### What the task asks:
Go through the records, and copy each line in which the string "mybluemix" is present.

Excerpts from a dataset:
^^^^^^^^
PR #519, opened 2016-09-09
Kafka build test

ddebrunner:
Add a mechanism where a test can perform a simple build check rather than complete running.

This allows a test that requires external dependencies to run to ensure that they continue to build even if the external dependencies are not set up.


ddebrunner:
test now

PR #521, opened 2016-09-12
[WIP] Add build farm support.

wmarshall484:


java/src/com/ibm/streamsx/topology/internal/context/BuildServiceCompile.java
```diff
@@ -0,0 +1,145 @@
...
+	}
+
+	private String getBuildFarmURL(){
+		// For the moment, just fetch a static public build farm url. 
+		// TODO: grab from VCAP file
+		return "https://streamsbuildservice.mybluemix.net/api/build/compile/spltoolkit";
+	}
+
+	private String createBuildConfig(String namespace, String mainComposite){
+		String config = "{"
```
ddebrunner: Why not create using a JSONObject ?

java/src/com/ibm/streamsx/topology/context/StreamsContext.java
```diff
@@ -49,6 +49,13 @@
          * 
          */
         ZIPPED_TOOLKIT,
+        
+        /**
+         * Execution of the topology produces the SPL application bundle
```
ddebrunner: **Streams** application bundle, not SPL.

java/src/com/ibm/streamsx/topology/internal/context/BuildServiceCompile.java
```diff
@@ -0,0 +1,145 @@
...
+		
+	}
+	
+	private File doRemoteCompile(String namespace, String mainComposite, 
+			File zippedArchive) throws ClientProtocolException, IOException {
+		String bundleName = namespace + "." + mainComposite + ".sab";
+		String archiveName = zippedArchive.getName();
+		HttpClient client = HttpClientBuilder.create().build();
+		
+		File archiveFile = new File(archiveName);
```
ddebrunner: Isn't archiveFile the same as zippedArchive?

java/src/com/ibm/streamsx/topology/internal/context/BuildServiceCompile.java
```diff
@@ -0,0 +1,145 @@
...
+					  + "}";
+		return config;
+	}
+	
+	
+    private File doPostAndRetreiveFile(CloseableHttpClient httpClient,
+            HttpRequestBase request, String bundleName) 
+            		throws ClientProtocolException, IOException {
+        request.addHeader("accept",
+                ContentType.APPLICATION_JSON.getMimeType());
```
ddebrunner: Doesn't seem like what is returned is application/json, since it seems to be the bundle?

java/src/com/ibm/streamsx/topology/internal/context/BuildServiceCompile.java
```diff
@@ -0,0 +1,145 @@
...
+
+        File bundle;
+        CloseableHttpResponse response = AnalyticsServiceStreamsContext
+        		.executeAndHandleErrors(httpClient, request);
+        HttpEntity entity = response.getEntity();
+        
+        try { 	
+            InputStream is = null;
+            FileOutputStream fos = null;
+            byte[] buffer = new byte[1024];
```
ddebrunner: Sure we can have a bigger buffer than 1k.

java/src/com/ibm/streamsx/topology/internal/context/BuildServiceCompile.java
```diff
@@ -0,0 +1,145 @@
...
+
+            try{
```
ddebrunner: A try resources statement would be simpler.

java/src/com/ibm/streamsx/topology/internal/context/BuildServiceCompile.java
```diff
@@ -0,0 +1,145 @@
...
+            	bundle = new File(bundleName);
+            	is = entity.getContent();
+            	fos = new FileOutputStream(bundle);
+
+            	// Write the bundle in chunks.
+            	for(int length; (length = is.read(buffer)) > 0;){
```
ddebrunner: read returning -1 is the definition of end-of-file, right? not zero?

java/src/com/ibm/streamsx/topology/internal/context/BuildServiceCompile.java
```diff
@@ -0,0 +1,145 @@
...
+		HttpClient client = HttpClientBuilder.create().build();
+		
+		File archiveFile = new File(archiveName);
+		HttpPost postJobWithConfig = new HttpPost(getBuildFarmURL());
+        postJobWithConfig.addHeader("accept", ContentType.APPLICATION_JSON.getMimeType());
+
+        FileBody bundleBody = new FileBody(archiveFile, 
+        		ContentType.APPLICATION_OCTET_STREAM, archiveName);
+        
+        StringBody configBody = new StringBody(createBuildConfig(namespace, mainComposite),
```
wmarshall484: application/json was the first MIME type I tried, but the text/default was the only setting which worked successfully.

java/src/com/ibm/streamsx/topology/internal/context/BuildServiceCompile.java
wmarshall484: Yes, it returns an `application/octet stream` response, which I process, but I'm following the template which was used in the original curl request:
```
curl -X POST \
 -H "Accept: application/json" \
 -F "inputfile=@tk8915291552598792773.zip" \
 -F 'buildconfig={
     "namespace":"myTop",
     "mainComposite":"myTop",
     "streamsVersion":"4.2",
     "pythonVersion":"3.5",
     "timeout":100
     }' \
 -v -k -O -J \
  https://streamsbuildservice.mybluemix.net/api/build/compile/spltoolkit
```

Not sure how this doesn't throw an error, since we're receiving a different MIME type than the one we specified in the Accept header.

java/src/com/ibm/streamsx/topology/internal/context/BuildServiceCompile.java
wmarshall484: What size would you recommend? I picked it somewhat arbitrarily. The sab files we're retrieving can be anywhere from 1-300 MB (largest I've heard of).

java/src/com/ibm/streamsx/topology/internal/context/BuildServiceCompile.java
wmarshall484: Since it's a blocking call, read will never return zero, so technically this works, but I agree
```Java 
for(int length; (length = is.read(buffer)) != -1;){
```
is more elegant.

ddebrunner: Read can in theory return 0.

ddebrunner:
test now

java/src/com/ibm/streamsx/topology/internal/context/BuildServiceCompile.java
wmarshall484: Could you elaborate on 'try resources'? Not sure I understand.

ddebrunner:
test now

PR #524, opened 2016-09-12
WIP update toolkit pyversion.sh to use correct python-config

sdickes:
WIP update to allow different python levels in the toolkit usage of pyversion.sh.

My approach for this commit is the following -- 

update json information to include an "include" for a new file pygetpythonconfig.sh
during toolkit build update pygetpythonconfig.sh to contain python version and path information,if present
pyversion.sh updated to to use pygetpythonconfig.sh to get python-config full path


ddebrunner:

ddebrunner:
test now

ddebrunner:
Is this just for the Python functions/classes as SPL operators?

Just not seeing how it works for the topology api.

sdickes:
I think it is for just the opposite -- topology api only at this point.

ddebrunner:
Could you provide some explanation how how it works, where pyversion.sh lives, where does the new modified  file pygetpythonconfig.sh live, .i.e. which toolkit?

Just not seeing how an operator in the topology toolkit calls a script in a generated application toolkit, but maybe I'm misunderstanding the scheme.

ddebrunner:
I think I understand it, but I think the code makes the assumption that the compilation will occur in the application toolkit (the $PWD in pyversion.sh) , which will not always be true. I.e. there's no requirement for the SPL compilation to be in the root of the application directory. Some of the distributed tests will probably fail with this as they create a python toolkit and then invoke its composite it from another application.

ddebrunner:
Problem,: We want to have pyversion.sh call python-config with Python 2.7 and python3-config for 3.5.

I think the only way to do this is to have Python 2 and Python 3 versions of the operators that call a different pyversion.sh. I think this can be achieved fairly easily by having identical versions of the operators in two namespaces:
`com.ibm.streamsx.topology.functional.python`  (Python 3)
`com.ibm.streamsx.topology.functional.python2` (Python 2)

The operator models are changed to use pyversion.sh from the parent directory (`../pyversion.sh`).
Then in the Python 3 namespace is a pyversion.sh that calls python3-config, and in the Python 2 namespace one that calls python-config.

The operators are identical thus the Python 2 versions can be created by copying the Python 3 version during the topology toolkit build process, an ant copy task that does the equivalent of (something like):
```
cd com.ibm.streamsx.topology
# need to exclude copying the pyversion.sh
cp -r com.ibm.streamsx.topology.functional.python/* com.ibm.streamsx.topology.functional.python2
```

Then when creating the topology the Python code uses invokes the operators it currently does, but selecting the namespace based upon the Python version running.

sdickes:
okay, let me give that a try.

PR #526, opened 2016-09-13
[WIP] adding FunctionParDo

mrshenli:
We are gradually adding operators to support (hopefully) all beam semantics. This pull request contains the counterpart for Beam's [ParDo](https://github.com/apache/incubator-beam/blob/master/sdks/java/core/src/main/java/org/apache/beam/sdk/transforms/ParDo.java) transform.

Hi @ddebrunner @wmarshall484  I am creating this pull request for code review to make sure that the design and implementation are not violating any of the existing principles. When we are all comfortable with the design, more operators will be added. Thanks.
^^^^^^^^
### Result for this exercise:
+		return "https://streamsbuildservice.mybluemix.net/api/build/compile/spltoolkit";
  https://streamsbuildservice.mybluemix.net/api/build/compile/spltoolkit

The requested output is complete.